● **Data provided**
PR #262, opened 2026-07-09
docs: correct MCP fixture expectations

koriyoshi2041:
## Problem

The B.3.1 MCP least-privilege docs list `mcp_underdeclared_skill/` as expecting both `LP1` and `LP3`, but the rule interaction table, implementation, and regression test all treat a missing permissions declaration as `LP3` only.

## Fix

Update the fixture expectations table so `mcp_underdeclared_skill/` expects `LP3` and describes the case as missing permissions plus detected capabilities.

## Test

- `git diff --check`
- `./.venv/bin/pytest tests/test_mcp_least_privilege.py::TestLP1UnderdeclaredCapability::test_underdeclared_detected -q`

--

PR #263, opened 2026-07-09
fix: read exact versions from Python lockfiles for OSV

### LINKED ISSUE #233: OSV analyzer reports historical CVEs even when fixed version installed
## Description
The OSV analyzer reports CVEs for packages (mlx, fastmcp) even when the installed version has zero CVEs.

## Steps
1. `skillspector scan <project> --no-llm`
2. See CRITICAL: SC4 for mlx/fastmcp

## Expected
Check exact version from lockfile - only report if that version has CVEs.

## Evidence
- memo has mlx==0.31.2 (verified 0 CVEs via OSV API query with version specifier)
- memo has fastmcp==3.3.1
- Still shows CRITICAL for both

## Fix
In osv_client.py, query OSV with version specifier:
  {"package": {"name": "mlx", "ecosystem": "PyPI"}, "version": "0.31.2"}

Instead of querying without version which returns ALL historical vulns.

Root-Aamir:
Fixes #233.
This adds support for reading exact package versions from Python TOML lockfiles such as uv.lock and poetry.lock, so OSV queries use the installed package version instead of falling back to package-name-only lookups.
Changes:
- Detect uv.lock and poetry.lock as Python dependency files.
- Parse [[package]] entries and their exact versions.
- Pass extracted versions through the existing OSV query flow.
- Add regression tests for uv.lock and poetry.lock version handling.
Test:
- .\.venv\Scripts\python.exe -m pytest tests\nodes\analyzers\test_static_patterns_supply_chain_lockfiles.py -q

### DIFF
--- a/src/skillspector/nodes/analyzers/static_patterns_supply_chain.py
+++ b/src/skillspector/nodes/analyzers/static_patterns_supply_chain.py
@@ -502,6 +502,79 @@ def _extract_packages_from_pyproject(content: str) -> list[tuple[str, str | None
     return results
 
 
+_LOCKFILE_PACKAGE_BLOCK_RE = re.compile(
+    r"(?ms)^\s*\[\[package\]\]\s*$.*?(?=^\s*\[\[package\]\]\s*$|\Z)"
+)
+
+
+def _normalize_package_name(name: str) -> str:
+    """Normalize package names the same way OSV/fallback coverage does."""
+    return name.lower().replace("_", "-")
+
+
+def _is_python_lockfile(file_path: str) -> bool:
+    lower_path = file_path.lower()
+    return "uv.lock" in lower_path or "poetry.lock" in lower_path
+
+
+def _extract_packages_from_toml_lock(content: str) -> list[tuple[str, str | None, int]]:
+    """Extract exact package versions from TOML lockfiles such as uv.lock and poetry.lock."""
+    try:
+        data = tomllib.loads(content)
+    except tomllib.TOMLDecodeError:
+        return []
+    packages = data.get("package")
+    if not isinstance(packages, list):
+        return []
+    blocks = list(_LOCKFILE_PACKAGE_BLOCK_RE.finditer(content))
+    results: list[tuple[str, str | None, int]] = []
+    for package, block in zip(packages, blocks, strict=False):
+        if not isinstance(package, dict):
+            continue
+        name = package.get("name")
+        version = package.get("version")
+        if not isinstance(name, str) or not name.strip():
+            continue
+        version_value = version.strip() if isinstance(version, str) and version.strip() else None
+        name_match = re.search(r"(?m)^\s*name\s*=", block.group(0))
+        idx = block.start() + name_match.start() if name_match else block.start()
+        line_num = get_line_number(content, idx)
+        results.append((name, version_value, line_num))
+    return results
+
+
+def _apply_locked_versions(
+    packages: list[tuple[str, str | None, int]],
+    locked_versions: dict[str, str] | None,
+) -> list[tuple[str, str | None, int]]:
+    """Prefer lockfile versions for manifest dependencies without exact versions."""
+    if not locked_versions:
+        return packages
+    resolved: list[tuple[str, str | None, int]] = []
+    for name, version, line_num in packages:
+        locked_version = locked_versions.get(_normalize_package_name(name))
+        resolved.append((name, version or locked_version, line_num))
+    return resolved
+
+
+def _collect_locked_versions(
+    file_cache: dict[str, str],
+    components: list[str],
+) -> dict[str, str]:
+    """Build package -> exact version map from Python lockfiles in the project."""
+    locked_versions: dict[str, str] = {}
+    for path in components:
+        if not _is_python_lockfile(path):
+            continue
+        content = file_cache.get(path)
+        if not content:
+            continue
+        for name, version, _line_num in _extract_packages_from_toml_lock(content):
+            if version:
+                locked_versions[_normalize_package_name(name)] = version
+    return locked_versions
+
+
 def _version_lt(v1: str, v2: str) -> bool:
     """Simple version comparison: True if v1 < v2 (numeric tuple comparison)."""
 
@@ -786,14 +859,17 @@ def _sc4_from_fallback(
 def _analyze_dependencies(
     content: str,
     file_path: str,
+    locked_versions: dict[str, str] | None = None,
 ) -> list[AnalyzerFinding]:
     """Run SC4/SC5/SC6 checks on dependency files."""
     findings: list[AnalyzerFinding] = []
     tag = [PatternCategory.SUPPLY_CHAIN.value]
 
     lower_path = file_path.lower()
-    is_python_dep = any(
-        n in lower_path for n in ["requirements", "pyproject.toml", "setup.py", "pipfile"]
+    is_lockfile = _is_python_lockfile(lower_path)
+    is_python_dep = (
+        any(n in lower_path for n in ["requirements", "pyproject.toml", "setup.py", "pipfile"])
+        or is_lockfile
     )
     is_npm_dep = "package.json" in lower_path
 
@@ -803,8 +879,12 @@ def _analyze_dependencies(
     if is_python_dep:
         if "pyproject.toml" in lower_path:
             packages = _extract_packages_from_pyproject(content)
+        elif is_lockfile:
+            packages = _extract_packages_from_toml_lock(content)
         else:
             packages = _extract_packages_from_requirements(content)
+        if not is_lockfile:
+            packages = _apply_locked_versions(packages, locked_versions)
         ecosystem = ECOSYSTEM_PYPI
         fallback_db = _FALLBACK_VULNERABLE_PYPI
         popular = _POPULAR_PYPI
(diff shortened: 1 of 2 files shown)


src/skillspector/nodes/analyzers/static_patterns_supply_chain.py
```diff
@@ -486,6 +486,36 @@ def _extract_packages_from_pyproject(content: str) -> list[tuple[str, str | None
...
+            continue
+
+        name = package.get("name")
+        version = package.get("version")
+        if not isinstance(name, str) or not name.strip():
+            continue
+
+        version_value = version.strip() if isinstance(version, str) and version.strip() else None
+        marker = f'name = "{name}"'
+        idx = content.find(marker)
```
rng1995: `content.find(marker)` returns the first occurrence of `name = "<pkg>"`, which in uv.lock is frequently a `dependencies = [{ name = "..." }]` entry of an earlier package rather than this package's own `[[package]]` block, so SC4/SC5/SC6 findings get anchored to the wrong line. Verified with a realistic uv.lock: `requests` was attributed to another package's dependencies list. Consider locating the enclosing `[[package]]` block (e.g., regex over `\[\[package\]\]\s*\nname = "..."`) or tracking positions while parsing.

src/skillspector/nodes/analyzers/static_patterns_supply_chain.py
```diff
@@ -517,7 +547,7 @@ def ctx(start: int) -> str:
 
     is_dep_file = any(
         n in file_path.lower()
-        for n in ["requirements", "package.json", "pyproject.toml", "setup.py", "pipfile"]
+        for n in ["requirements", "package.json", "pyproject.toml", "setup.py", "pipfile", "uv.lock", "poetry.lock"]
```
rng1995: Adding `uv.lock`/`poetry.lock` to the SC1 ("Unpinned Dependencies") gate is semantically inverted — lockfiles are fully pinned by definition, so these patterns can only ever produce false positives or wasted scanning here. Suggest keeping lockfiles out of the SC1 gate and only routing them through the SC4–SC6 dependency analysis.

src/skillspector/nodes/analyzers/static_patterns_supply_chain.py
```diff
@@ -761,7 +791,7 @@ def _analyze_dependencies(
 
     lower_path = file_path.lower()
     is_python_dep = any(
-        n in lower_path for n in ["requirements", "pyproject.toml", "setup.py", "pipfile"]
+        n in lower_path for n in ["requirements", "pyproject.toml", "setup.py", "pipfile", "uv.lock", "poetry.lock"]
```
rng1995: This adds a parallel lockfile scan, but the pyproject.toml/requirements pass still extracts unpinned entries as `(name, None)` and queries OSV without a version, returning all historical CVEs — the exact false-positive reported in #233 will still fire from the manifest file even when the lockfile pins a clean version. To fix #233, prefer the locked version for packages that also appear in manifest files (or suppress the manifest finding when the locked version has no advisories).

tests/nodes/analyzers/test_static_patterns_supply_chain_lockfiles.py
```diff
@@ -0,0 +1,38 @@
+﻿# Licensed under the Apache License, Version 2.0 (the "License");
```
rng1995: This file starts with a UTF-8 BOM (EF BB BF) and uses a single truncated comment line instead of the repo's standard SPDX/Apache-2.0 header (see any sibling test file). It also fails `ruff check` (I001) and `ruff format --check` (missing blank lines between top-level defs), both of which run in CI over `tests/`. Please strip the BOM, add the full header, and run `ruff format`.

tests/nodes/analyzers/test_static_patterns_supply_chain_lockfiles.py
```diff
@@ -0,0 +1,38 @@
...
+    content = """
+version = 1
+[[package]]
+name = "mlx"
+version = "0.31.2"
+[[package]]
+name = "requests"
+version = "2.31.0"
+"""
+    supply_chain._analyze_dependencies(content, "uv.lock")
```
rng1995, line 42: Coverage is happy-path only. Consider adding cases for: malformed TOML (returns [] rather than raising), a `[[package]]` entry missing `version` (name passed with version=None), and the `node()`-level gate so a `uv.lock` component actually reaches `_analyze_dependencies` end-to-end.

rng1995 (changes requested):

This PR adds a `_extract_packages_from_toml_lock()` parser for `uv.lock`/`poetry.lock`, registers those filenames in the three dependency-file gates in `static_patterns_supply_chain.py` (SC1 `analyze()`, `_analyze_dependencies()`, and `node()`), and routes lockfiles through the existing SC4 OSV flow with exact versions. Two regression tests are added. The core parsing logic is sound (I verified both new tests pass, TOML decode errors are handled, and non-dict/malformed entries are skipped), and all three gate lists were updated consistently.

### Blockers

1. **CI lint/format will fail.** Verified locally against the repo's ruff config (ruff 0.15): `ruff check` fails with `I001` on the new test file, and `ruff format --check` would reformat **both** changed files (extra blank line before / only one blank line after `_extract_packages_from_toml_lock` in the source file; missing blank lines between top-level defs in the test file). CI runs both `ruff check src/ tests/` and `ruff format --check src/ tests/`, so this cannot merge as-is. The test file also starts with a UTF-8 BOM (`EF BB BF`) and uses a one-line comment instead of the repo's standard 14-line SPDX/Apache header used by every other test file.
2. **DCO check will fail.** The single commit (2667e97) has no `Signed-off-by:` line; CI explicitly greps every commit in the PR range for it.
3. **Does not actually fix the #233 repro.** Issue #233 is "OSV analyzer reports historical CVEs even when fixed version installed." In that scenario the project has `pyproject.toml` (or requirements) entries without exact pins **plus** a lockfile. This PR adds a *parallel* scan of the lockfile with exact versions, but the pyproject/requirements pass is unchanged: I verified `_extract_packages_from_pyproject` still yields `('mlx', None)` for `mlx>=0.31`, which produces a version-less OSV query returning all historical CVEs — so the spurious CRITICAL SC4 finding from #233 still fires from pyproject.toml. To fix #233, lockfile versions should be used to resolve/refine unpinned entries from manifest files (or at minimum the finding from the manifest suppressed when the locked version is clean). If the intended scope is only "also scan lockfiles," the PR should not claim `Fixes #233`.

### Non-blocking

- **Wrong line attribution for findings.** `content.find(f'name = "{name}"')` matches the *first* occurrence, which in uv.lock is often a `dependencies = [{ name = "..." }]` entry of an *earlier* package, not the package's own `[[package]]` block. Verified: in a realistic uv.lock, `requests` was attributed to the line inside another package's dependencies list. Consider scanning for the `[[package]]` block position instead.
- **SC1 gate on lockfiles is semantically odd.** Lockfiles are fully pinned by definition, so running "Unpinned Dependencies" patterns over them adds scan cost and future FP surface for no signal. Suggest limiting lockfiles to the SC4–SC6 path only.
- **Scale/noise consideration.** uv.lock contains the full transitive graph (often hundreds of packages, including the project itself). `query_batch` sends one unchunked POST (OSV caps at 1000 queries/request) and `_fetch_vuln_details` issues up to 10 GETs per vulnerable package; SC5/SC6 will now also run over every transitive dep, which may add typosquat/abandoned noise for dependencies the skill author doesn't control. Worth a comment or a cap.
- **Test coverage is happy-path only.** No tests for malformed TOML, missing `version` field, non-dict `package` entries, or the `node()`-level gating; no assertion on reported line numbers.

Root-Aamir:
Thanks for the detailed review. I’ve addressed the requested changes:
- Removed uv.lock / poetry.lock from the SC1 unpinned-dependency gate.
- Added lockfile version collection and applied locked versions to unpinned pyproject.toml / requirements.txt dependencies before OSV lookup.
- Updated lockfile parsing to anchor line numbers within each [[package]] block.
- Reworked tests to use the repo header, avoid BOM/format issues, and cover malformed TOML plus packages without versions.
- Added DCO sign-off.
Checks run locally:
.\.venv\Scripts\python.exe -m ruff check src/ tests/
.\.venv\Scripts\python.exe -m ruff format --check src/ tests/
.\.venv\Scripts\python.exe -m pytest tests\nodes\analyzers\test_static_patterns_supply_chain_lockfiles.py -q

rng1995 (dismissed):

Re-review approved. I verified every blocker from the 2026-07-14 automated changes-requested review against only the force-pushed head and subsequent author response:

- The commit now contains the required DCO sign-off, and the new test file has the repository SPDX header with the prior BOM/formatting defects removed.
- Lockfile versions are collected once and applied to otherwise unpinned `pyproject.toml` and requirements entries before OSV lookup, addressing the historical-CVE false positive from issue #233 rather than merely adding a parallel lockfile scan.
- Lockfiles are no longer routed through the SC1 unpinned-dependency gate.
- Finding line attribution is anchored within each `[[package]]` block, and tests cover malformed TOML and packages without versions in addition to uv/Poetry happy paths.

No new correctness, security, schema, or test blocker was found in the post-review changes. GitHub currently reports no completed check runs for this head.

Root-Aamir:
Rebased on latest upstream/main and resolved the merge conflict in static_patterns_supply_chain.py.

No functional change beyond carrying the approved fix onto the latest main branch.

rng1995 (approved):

● **Exercise prompt**
Using the entries above, extract exactly the span from the line with "### LINKED ISSUE" to the line with "## Expected", both lines included; leave out everything else.

● **Expected answer**
### LINKED ISSUE #233: OSV analyzer reports historical CVEs even when fixed version installed
## Description
The OSV analyzer reports CVEs for packages (mlx, fastmcp) even when the installed version has zero CVEs.

## Steps
1. `skillspector scan <project> --no-llm`
2. See CRITICAL: SC4 for mlx/fastmcp

## Expected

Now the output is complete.